** Entries shown follows **
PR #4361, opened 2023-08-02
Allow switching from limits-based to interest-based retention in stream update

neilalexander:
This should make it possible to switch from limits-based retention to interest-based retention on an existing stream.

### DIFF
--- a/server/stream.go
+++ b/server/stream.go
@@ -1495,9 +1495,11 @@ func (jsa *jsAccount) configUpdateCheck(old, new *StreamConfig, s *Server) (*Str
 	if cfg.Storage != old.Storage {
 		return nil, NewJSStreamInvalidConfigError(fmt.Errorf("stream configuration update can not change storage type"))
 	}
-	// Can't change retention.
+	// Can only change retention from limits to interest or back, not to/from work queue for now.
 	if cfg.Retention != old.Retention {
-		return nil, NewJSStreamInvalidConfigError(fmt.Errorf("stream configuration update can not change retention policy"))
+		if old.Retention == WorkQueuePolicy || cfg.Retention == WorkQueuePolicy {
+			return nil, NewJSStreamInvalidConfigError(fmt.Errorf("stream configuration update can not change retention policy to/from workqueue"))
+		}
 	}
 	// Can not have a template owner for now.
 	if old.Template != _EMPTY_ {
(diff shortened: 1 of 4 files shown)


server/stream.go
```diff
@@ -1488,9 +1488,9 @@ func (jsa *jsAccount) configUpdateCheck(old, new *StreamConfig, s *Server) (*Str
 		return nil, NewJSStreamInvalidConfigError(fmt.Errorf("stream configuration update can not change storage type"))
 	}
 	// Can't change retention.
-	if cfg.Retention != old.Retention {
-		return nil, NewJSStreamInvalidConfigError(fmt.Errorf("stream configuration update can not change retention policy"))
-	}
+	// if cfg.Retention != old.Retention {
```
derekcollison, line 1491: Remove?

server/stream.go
** End of Entries shown **
Task description: This task calls for an exact reproduction of the lines that start at the one containing "derekcollison, line 1491: Remove?" and continue to the end of the entries above.

Output below:
derekcollison, line 1491: Remove?

server/stream.go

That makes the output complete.